Green Tips: Join local free-fare travelers
Your actual bus travel time could be faster than driving during heavy traffic conditions
Transit travelers are decreasing their carbon footprint by approximately four pounds of CO2 for each hour of drive time. Since its launch in July 2021, Summit County’s High Valley Transit (HVT) ridership has grown to almost 1.5 million. People are taking 1,000 daily rides on micro-transit; they have made 14,000 bus trips between Park City and Heber City since November 2022.
To make transit convenient, learn how to use the HVT and MyStop (Park City) apps or use Google Maps. Click on trip planning and set your pick-up location and destination. In real-time, you’ll see different pick-up times at the nearest stop, the time it will take you to get there; the specific bus or buses you can take; and your arrival time.
Get a comprehensive Ride Guide, go to the bus schedules tab in the HVT app or the Park City Transit website (schedule and routes) to check out the different bus numbers and colors, and their scheduled arrival times at different stops. Understand that these are the times you can expect a bus to arrive at a stop under “normal” weather and traffic conditions, full employment, and a fully operational fleet.
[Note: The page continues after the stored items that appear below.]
Issue #184, opened 2017-03-22
Remove [=yes|no] from runtime flag


gabrielschulhof:

jasongin:
At the same time, we should also update the error message to mention the runtime flag, as [suggested in this comment](https://github.com/nodejs/node/pull/11975#discussion_r107325207)?

gabrielschulhof:
Definitely.

*  [ ] Remove yes/no
*  [ ] update docs
*  [ ] mention runtime flag in error

PR #186, opened 2017-03-22
all: update --napi-modules flag to not have a yes/no

gabrielschulhof:
This updates the documentation, the error message upon module load
failure, the command line option parsing of the flag, and the way
the N-API addon tests pass the flag to node.

Re https://github.com/nodejs/node/pull/11975#discussion_r107257386
Re https://github.com/nodejs/node/pull/11975#discussion_r107325207
Fixes https://github.com/nodejs/abi-stable-node/issues/184

### DIFF
--- a/doc/api/cli.md
+++ b/doc/api/cli.md
@@ -144,6 +144,13 @@ added: v6.0.0
 
 Silence all process warnings (including deprecations).
 
+### `--napi-modules`
+<!-- YAML
+added: v8.0.0
+-->
+
+Load N-API modules.
+
 ### `--trace-warnings`
 <!-- YAML
 added: v6.0.0
--- a/doc/api/cli.md
+++ b/doc/api/cli.md
@@ -149,7 +149,7 @@ Silence all process warnings (including deprecations).
 added: v8.0.0
 -->
 
-Load N-API modules.
+Load N-API modules (experimental, opt-in by adding this flag).
 
 ### `--trace-warnings`
 <!-- YAML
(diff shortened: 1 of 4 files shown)


doc/api/cli.md
```diff
@@ -144,6 +144,13 @@ added: v6.0.0
 
 Silence all process warnings (including deprecations).
 
+### `--napi-modules`
+<!-- YAML
+added: v8.0.0
+-->
+
+Load N-API modules.
```
jasongin: Add a note about experimental status?

src/node.cc
```diff
@@ -2471,7 +2471,8 @@ void DLOpen(const FunctionCallbackInfo<Value>& args) {
                sizeof(errmsg),
                "The module '%s'"
                "\nwas compiled against the Node.js API. This feature is "
```
jasongin: Should this say "N-API" instead of "Node.js API"?

gabrielschulhof: Perhaps we should be even more verbose and say "... against the Node.js ABI-stable API." If you google "Node.js ABI-stable API", the first link is to nodejs/abi-stable-node, so this might be a good copy/paster for people looking up error messages.

gabrielschulhof: Well, "Node.js N-API" googles to our page too, but only after saying "Did you mean *Node.jsoN-API*?", so, perhaps we should go with the verbose version.

jasongin: "... against the ABI-stable Node.js API (N-API)" ?

mhdawson: I like @jasongin's last suggestion.

mhdawson (approved):
LGTM with change to message as suggeted

jasongin (approved):

boingoing (approved):
👍  LGTM

gabrielschulhof:
https://ci.nodejs.org/view/All/job/node-test-commit-linux-abi/69/

PR #192, opened 2017-03-22
napi: Add string latin1 apis

sampsongao:


src/node_api.h
```diff
@@ -166,6 +170,18 @@ NAPI_EXTERN napi_status napi_get_value_string_length(napi_env env,
                                                      napi_value value,
                                                      int* result);
 
+// Gets the number of BYTES in the LATIN-1 encoded representation of the string.
+NAPI_EXTERN napi_status napi_get_value_string_latin1_length(napi_env env,
```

Remember, peak traffic and inclement weather affect vehicle and transit travel alike. And because buses can legally travel in the breakdown lanes on routes 224 and 248, your actual bus travel time could be faster than driving during heavy traffic conditions.
Taking the bus may be comparable in time to driving your vehicle when you consider parking and walking to where you want to be. Try asking someone your transit questions. They just might tell you the information you need to take a ride.